** Opening Provided information block **
PR #266, opened 2022-01-20
add color picker settings for inline hint

yonip23:
Added `Tabnine: Settings` section to the settings panel:
image

Which controls the color of the inline hint. Don't need to restart after changing color, and the chosen color gets persisted to the disk.

Settings implementation is taken from the docs here: https://plugins.jetbrains.com/docs/intellij/settings-tutorial.html

### DIFF
--- a/src/main/java/com/tabnine/inline/render/GraphicsUtils.kt
+++ b/src/main/java/com/tabnine/inline/render/GraphicsUtils.kt
@@ -3,10 +3,10 @@ package com.tabnine.inline.render
 import com.intellij.openapi.editor.Editor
** Closing Provided information block **
[Exercise goal] Set down all of the entries exactly, please.

[Task response]
PR #266, opened 2022-01-20
add color picker settings for inline hint

yonip23:
Added `Tabnine: Settings` section to the settings panel:
image

Which controls the color of the inline hint. Don't need to restart after changing color, and the chosen color gets persisted to the disk.

Settings implementation is taken from the docs here: https://plugins.jetbrains.com/docs/intellij/settings-tutorial.html

### DIFF
--- a/src/main/java/com/tabnine/inline/render/GraphicsUtils.kt
+++ b/src/main/java/com/tabnine/inline/render/GraphicsUtils.kt
@@ -3,10 +3,10 @@ package com.tabnine.inline.render
 import com.intellij.openapi.editor.Editor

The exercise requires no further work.